* [Exercise goal]:
Provide only the number of lines in the data below that contain the string "syncing".

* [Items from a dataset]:

──────────

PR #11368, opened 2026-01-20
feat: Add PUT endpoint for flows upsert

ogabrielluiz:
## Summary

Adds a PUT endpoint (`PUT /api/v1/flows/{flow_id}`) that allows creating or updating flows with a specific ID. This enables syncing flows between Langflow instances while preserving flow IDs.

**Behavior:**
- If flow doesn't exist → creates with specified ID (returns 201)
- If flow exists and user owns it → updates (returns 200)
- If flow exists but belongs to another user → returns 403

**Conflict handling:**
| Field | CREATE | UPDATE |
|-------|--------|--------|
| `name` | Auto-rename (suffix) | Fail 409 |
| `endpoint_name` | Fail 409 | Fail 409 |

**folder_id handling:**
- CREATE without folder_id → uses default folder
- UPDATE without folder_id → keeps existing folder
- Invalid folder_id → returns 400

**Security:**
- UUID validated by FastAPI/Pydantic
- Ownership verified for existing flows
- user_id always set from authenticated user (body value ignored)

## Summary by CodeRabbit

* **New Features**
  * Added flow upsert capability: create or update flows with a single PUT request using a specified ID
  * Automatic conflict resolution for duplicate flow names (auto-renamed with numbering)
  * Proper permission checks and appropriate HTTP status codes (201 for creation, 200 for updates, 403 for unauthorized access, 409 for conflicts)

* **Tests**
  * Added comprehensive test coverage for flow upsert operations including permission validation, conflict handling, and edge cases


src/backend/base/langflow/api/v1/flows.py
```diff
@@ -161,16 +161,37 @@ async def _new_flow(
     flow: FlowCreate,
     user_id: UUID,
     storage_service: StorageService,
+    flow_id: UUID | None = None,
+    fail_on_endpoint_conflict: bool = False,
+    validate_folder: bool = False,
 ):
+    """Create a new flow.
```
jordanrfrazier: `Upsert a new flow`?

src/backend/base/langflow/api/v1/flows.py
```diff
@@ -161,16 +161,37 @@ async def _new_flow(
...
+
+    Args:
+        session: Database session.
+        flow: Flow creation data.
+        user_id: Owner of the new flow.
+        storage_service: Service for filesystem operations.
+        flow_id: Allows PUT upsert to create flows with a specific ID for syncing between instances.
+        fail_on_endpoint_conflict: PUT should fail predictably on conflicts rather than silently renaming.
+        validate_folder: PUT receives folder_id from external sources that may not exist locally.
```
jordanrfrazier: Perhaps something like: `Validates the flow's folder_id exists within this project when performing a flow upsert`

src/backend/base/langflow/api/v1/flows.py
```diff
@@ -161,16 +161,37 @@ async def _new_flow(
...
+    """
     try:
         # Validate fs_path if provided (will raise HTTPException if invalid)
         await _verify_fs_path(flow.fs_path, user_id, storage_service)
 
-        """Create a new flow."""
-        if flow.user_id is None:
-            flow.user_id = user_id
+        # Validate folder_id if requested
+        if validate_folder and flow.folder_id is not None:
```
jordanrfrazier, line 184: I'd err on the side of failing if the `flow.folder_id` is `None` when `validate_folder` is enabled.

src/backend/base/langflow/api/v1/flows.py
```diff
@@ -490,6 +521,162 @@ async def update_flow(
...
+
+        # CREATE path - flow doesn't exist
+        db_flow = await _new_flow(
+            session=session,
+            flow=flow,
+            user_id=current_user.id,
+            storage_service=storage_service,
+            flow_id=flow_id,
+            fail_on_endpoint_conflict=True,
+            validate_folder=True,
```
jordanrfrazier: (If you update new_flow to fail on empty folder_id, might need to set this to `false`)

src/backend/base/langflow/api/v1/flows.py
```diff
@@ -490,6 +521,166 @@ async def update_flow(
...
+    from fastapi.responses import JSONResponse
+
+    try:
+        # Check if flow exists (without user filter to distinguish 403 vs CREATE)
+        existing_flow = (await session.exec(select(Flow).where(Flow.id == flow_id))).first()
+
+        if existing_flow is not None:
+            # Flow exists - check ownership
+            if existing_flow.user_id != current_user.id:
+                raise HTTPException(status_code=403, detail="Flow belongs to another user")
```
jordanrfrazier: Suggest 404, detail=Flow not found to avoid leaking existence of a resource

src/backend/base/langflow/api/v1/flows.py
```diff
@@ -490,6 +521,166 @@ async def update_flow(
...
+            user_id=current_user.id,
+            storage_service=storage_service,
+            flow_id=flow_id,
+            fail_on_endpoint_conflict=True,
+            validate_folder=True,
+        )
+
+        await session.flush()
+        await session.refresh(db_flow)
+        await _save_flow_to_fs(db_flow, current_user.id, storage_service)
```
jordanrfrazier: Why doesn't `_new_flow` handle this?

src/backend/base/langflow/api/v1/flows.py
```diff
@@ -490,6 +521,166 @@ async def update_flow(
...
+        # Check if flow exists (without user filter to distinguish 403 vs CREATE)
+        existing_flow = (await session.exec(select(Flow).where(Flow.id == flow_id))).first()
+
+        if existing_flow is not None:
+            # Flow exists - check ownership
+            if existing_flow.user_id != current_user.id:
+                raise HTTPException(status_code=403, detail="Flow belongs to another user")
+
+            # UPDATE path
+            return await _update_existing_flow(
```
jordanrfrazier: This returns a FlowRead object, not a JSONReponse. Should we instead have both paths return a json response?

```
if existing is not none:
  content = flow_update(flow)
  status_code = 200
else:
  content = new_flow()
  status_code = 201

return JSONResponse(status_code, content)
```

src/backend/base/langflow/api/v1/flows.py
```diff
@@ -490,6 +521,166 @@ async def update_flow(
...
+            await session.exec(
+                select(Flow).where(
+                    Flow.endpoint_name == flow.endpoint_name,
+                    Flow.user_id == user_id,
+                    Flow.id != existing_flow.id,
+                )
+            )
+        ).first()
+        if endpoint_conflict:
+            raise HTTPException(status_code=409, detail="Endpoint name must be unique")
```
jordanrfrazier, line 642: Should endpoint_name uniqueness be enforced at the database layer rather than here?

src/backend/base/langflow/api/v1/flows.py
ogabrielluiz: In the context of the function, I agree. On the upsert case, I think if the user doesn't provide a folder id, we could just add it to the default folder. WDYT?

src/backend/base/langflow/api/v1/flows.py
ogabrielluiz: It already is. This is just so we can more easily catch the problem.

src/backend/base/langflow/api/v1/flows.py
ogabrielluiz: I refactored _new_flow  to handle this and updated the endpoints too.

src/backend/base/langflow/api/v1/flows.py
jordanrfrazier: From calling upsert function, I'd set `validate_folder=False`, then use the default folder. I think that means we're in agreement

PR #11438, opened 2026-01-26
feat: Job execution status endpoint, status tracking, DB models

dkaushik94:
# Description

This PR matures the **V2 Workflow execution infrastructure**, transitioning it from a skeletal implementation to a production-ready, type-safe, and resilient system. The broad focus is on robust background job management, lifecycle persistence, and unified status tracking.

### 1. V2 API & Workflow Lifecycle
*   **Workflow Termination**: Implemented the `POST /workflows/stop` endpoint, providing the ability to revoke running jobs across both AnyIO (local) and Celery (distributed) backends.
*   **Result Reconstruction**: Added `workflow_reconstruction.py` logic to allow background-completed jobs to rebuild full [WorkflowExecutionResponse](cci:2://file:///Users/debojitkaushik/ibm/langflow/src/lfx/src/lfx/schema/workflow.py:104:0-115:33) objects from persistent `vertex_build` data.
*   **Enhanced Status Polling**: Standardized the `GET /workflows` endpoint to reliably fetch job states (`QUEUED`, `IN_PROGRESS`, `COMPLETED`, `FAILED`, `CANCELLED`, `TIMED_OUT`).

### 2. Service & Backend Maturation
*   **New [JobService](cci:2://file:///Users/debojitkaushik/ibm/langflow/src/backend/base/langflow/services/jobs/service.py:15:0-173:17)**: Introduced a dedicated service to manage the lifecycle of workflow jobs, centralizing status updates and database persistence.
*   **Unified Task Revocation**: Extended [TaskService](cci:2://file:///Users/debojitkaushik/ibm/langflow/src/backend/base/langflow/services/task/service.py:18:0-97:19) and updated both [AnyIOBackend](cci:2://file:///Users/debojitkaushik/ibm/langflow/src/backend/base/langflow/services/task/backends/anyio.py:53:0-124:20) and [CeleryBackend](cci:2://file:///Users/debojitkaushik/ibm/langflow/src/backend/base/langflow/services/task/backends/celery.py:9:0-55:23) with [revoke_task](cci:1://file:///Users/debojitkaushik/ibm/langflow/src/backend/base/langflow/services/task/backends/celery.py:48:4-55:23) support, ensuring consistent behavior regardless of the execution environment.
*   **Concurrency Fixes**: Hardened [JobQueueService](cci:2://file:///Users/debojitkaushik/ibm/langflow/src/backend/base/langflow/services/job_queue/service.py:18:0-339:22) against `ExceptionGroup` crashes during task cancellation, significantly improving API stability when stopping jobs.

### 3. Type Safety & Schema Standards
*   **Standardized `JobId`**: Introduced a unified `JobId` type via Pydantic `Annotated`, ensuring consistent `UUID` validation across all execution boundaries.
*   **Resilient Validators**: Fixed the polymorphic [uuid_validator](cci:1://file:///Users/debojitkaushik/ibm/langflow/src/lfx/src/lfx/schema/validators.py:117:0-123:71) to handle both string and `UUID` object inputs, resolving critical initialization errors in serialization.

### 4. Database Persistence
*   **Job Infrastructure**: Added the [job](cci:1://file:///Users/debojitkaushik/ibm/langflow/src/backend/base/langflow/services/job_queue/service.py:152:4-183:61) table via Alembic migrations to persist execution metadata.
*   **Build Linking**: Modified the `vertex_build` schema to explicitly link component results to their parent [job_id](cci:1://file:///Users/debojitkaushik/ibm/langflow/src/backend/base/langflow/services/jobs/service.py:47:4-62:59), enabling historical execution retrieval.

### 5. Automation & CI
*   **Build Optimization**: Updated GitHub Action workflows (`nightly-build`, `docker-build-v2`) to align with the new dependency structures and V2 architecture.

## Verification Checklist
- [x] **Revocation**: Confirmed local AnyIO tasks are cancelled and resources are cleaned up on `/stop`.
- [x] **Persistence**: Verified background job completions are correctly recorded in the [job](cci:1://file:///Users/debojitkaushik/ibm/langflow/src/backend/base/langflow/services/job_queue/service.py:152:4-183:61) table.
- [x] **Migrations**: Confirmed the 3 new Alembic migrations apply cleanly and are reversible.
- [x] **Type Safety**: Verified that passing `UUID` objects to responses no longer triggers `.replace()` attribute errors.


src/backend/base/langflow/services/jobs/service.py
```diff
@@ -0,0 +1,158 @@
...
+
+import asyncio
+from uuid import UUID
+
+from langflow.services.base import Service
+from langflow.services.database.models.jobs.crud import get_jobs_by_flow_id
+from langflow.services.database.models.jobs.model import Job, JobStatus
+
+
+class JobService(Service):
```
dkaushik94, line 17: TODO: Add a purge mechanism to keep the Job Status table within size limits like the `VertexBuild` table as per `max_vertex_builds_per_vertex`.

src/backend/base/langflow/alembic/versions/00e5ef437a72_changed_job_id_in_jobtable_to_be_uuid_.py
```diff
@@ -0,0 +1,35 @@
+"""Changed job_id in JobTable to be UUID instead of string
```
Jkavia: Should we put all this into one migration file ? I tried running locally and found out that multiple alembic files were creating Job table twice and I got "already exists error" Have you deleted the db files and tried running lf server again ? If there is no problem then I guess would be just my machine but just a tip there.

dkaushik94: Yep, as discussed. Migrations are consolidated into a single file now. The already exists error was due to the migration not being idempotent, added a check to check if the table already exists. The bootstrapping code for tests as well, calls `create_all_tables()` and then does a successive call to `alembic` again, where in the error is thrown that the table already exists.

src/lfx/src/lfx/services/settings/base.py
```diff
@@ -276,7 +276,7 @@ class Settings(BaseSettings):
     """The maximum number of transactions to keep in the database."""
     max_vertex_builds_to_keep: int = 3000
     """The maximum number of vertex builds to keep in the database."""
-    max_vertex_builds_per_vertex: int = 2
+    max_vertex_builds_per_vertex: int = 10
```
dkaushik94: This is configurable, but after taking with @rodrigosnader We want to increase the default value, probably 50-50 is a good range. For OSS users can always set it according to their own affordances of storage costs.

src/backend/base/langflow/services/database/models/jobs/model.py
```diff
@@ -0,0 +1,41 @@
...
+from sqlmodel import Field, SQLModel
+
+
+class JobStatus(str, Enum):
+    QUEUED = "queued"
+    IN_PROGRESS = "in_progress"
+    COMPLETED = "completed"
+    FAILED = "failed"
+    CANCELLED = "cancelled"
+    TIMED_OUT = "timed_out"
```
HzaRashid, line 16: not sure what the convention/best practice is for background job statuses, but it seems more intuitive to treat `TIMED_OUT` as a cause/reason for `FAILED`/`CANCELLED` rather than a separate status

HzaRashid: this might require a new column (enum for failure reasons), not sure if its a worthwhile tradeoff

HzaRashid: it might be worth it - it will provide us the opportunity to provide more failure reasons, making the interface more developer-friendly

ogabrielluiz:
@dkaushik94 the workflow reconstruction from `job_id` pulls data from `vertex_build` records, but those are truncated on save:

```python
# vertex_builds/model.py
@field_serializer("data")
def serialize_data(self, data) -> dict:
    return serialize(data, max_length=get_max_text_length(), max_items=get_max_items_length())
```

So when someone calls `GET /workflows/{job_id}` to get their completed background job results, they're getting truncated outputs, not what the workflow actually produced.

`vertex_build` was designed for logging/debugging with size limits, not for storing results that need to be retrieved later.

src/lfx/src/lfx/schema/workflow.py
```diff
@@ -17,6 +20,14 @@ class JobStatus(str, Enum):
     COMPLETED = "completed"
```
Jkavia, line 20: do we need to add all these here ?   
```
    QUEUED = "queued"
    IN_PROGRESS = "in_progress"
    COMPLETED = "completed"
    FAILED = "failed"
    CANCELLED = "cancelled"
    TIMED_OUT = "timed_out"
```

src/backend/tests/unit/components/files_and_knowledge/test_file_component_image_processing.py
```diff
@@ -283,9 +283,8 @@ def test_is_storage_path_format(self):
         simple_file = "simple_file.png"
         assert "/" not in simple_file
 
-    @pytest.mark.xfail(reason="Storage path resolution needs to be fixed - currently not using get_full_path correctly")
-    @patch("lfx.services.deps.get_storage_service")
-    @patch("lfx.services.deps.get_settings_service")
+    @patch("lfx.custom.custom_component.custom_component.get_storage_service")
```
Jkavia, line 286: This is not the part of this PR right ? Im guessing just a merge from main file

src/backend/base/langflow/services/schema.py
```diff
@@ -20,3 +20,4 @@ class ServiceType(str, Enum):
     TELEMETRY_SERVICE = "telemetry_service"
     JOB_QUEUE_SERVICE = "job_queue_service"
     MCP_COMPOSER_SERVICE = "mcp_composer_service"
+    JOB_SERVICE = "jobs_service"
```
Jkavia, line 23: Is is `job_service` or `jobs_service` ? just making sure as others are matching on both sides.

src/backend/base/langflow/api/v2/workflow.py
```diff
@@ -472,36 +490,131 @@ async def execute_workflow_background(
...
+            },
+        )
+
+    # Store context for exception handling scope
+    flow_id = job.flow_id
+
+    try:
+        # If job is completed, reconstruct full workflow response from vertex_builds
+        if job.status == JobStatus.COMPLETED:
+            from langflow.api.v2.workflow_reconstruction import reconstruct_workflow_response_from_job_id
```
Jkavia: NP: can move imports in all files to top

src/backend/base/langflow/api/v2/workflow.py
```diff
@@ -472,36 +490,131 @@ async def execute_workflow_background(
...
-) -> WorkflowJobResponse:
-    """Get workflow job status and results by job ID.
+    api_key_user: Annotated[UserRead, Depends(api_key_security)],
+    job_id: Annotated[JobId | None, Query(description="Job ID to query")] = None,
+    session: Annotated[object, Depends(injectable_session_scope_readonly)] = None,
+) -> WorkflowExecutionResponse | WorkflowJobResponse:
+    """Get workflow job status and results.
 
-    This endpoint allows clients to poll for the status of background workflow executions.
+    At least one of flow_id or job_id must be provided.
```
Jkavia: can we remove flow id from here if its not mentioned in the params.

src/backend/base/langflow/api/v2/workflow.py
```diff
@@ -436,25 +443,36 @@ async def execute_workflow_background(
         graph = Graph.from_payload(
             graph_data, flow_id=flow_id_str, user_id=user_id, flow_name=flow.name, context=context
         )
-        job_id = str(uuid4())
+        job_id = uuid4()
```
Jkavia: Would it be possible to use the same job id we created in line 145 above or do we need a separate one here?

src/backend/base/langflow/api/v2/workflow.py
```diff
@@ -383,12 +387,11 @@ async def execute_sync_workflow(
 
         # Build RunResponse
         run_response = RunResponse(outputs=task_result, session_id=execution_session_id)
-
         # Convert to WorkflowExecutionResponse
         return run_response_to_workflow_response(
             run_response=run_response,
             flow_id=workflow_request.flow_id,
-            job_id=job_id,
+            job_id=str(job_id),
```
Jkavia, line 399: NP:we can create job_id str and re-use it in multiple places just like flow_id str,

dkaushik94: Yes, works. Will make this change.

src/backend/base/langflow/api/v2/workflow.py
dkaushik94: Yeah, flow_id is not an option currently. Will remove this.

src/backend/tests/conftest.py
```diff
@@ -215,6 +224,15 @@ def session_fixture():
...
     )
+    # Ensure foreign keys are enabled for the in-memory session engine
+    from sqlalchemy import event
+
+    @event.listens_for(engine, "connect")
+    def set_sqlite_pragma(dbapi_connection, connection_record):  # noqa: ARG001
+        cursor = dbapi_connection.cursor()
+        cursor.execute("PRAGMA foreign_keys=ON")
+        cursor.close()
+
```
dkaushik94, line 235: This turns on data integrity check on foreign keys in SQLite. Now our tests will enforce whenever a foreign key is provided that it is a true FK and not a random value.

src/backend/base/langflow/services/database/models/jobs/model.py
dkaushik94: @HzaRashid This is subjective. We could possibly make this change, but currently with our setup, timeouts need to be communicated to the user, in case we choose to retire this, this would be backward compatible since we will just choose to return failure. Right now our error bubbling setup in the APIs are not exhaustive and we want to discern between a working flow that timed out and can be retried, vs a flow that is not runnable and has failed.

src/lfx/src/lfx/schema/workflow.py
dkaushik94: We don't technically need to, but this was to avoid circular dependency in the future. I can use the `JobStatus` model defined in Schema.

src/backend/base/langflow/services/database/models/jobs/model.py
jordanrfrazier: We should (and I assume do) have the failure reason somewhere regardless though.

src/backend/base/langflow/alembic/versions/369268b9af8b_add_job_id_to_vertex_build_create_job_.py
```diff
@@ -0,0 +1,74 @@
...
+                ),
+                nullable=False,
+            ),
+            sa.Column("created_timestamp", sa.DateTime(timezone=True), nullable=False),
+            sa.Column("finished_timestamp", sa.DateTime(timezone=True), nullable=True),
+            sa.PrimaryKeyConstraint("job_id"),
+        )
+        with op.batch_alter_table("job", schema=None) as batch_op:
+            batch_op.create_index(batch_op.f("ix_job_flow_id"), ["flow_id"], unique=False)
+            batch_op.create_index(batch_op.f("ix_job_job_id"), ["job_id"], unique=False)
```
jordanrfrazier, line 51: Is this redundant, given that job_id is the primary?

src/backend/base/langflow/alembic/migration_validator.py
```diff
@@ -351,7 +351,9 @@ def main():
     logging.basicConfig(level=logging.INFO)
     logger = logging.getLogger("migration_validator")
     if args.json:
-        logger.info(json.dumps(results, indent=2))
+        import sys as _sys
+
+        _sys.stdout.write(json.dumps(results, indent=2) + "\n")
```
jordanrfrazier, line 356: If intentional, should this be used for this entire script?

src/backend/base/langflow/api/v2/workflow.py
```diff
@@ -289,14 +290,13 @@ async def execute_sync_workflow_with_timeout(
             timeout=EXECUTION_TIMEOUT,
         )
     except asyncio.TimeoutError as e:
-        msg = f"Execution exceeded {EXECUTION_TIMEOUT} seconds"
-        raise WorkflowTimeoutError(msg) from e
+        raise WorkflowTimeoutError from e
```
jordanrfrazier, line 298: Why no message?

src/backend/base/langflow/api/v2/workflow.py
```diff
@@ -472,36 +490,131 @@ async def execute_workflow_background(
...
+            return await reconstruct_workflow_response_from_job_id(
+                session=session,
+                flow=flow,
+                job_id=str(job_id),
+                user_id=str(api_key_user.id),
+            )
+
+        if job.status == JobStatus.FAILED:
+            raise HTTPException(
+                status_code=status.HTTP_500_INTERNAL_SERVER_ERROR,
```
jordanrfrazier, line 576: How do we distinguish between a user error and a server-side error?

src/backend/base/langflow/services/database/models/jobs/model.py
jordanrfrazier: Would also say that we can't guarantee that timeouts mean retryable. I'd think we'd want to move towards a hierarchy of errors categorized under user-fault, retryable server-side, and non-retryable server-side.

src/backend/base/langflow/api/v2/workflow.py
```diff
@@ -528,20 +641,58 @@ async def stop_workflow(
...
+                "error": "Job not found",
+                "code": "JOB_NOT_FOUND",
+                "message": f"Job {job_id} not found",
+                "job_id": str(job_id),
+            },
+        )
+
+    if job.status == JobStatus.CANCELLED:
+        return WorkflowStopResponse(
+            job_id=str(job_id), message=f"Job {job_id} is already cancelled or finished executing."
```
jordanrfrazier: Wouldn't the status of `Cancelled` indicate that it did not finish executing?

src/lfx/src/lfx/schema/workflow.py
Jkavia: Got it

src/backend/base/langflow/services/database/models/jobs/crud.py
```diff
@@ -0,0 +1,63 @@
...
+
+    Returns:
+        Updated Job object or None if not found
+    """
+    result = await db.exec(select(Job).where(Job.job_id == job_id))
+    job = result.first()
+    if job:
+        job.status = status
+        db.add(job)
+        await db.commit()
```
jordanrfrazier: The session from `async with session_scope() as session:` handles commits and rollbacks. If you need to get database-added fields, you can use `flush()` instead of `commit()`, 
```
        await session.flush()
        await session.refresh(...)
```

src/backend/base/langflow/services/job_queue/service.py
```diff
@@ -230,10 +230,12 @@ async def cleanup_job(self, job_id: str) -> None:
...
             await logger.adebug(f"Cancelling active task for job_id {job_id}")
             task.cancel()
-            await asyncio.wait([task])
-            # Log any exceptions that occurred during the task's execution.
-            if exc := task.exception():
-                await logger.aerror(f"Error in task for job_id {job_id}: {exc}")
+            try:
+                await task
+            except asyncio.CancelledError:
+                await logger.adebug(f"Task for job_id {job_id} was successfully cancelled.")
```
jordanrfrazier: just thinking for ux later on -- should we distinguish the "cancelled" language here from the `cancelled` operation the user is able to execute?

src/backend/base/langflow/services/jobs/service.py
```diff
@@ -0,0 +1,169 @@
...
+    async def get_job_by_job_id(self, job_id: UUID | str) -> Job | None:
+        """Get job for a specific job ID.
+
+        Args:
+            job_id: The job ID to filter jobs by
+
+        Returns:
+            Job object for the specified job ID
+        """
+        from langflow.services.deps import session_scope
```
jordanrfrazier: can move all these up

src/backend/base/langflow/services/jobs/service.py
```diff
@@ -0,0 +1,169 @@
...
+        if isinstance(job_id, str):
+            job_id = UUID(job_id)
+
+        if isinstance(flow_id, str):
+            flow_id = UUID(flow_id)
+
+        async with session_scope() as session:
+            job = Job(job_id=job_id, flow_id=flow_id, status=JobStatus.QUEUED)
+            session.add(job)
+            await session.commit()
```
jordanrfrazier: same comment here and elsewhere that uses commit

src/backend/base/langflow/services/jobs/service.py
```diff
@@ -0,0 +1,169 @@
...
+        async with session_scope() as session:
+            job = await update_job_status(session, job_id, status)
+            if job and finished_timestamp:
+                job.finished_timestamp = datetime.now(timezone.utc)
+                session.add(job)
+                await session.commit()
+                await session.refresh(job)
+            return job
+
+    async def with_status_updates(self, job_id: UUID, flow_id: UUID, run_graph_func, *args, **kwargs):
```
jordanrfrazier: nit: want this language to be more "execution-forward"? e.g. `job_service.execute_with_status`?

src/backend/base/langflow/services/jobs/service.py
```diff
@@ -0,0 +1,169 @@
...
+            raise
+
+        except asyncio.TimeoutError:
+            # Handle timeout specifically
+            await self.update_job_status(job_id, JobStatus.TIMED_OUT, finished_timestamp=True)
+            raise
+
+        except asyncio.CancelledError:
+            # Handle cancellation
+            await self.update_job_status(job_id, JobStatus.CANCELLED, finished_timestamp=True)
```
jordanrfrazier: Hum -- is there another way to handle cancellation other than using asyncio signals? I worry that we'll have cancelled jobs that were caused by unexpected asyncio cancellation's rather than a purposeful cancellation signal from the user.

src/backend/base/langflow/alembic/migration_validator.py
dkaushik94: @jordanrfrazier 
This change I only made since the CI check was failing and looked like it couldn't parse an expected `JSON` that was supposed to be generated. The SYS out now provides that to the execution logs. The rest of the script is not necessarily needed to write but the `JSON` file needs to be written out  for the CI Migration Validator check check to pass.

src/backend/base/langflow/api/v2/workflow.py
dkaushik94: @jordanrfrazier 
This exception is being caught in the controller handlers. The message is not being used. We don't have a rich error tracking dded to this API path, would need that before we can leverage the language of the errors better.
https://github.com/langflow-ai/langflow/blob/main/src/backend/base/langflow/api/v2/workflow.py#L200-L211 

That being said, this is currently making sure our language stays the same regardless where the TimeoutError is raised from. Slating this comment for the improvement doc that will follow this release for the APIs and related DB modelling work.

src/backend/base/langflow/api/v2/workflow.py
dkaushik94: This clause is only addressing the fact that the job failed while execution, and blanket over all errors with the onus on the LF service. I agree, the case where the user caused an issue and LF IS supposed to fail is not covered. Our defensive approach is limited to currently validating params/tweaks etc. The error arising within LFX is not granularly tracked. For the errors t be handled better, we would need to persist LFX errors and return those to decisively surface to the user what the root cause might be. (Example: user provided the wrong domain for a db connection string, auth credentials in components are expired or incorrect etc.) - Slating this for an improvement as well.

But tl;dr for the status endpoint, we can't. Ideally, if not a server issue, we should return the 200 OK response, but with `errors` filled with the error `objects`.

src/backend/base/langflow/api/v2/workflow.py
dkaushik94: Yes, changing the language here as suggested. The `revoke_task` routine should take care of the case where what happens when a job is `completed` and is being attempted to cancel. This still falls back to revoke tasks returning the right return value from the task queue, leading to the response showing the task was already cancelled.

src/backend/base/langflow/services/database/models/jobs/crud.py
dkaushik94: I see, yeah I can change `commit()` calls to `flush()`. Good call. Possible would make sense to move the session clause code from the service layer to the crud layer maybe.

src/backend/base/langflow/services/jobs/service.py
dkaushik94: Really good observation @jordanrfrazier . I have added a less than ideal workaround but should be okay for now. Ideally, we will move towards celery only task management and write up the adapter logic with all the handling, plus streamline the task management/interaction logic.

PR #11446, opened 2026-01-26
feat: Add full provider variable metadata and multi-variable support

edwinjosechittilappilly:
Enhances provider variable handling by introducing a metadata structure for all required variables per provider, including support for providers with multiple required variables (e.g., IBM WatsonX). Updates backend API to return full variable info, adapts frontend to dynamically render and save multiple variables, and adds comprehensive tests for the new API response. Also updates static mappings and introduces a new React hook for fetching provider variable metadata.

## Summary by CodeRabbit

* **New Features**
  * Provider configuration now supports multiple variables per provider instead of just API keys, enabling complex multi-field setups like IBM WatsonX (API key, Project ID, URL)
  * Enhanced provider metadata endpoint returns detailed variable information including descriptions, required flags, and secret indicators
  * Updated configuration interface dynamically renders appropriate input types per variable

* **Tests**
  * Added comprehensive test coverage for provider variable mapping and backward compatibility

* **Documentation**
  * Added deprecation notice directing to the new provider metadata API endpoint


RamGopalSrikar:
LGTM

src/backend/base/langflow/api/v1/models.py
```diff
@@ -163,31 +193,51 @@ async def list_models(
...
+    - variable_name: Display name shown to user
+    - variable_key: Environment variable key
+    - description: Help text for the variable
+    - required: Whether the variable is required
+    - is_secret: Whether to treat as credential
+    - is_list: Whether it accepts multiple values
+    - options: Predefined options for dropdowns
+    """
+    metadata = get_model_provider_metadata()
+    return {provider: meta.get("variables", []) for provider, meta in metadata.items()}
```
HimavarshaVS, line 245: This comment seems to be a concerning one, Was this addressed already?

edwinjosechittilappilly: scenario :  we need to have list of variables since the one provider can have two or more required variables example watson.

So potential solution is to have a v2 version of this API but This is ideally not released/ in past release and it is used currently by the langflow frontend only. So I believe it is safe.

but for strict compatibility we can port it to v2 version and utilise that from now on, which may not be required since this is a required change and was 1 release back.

──────────

* [Answer to the exercise]:
2